* [Work task] Return the lines below in which the string "following" occurs.

* [Given information]
╭──
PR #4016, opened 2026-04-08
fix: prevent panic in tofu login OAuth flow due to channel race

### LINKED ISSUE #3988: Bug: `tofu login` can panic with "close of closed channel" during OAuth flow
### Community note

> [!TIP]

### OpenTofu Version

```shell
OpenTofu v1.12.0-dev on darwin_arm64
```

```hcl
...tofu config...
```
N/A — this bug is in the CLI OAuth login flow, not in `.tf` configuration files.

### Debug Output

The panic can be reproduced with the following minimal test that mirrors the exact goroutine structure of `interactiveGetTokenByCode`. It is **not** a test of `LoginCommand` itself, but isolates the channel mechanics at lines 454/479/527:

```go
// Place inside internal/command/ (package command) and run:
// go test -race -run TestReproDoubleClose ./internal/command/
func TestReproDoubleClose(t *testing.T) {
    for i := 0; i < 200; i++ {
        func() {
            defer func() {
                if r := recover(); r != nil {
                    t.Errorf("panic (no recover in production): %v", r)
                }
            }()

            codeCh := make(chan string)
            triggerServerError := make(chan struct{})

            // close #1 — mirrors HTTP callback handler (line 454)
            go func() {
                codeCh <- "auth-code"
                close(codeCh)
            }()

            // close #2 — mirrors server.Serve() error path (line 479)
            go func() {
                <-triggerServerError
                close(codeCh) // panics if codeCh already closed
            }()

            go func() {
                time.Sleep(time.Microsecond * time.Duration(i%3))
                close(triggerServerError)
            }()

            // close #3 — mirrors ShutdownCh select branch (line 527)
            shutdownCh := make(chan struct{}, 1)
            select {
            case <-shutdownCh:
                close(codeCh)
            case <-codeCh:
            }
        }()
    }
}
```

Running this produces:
╰──
╭──
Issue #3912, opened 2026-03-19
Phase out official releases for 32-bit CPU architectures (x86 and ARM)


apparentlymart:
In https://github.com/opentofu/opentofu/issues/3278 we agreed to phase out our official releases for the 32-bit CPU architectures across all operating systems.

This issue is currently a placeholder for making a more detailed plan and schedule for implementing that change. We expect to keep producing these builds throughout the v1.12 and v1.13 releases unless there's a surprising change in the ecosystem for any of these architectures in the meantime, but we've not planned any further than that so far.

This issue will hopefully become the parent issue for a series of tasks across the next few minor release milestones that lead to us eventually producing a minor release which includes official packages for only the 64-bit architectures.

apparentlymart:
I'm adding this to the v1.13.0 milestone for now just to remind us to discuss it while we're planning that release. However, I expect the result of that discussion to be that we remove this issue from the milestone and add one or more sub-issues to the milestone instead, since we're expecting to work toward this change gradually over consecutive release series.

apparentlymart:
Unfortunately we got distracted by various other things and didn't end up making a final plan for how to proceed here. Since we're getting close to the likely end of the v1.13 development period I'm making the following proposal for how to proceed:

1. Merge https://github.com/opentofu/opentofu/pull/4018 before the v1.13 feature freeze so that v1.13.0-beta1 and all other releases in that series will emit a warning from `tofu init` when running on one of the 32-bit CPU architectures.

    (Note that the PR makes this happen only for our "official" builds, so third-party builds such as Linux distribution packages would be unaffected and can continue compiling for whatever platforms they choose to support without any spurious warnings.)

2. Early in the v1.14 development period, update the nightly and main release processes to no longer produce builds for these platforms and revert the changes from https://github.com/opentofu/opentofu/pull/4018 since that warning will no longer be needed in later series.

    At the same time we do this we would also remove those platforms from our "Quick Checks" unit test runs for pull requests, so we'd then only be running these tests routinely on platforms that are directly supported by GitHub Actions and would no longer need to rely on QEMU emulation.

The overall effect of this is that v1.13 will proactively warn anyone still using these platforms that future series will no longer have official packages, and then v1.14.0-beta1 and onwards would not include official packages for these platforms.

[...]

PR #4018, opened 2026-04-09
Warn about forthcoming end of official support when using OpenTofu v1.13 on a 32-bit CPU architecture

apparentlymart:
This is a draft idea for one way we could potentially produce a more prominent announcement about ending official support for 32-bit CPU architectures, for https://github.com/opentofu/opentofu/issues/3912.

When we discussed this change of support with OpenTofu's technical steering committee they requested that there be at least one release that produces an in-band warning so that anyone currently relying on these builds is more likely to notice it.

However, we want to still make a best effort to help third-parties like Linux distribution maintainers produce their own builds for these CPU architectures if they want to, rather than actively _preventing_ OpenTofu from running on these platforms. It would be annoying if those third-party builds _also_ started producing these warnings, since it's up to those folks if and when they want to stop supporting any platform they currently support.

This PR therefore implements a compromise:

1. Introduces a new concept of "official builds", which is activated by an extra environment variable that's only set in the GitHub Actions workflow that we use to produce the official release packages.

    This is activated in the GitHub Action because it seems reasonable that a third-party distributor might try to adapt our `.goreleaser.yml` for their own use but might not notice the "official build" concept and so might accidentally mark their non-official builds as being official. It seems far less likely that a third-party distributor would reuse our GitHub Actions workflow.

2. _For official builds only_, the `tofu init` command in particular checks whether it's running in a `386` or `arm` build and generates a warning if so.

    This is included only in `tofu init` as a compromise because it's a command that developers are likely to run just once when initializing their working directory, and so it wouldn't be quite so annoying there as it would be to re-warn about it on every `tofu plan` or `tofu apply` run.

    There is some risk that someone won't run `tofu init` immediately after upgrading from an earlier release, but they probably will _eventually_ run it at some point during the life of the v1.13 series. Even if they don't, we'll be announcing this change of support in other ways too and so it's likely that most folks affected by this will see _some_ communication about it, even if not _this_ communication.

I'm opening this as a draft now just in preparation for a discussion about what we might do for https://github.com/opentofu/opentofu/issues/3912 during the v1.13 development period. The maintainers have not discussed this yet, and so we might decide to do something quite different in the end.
╰──
* [Exercise solution]
The panic can be reproduced with the following minimal test that mirrors the exact goroutine structure of `interactiveGetTokenByCode`. It is **not** a test of `LoginCommand` itself, but isolates the channel mechanics at lines 454/479/527:
Unfortunately we got distracted by various other things and didn't end up making a final plan for how to proceed here. Since we're getting close to the likely end of the v1.13 development period I'm making the following proposal for how to proceed:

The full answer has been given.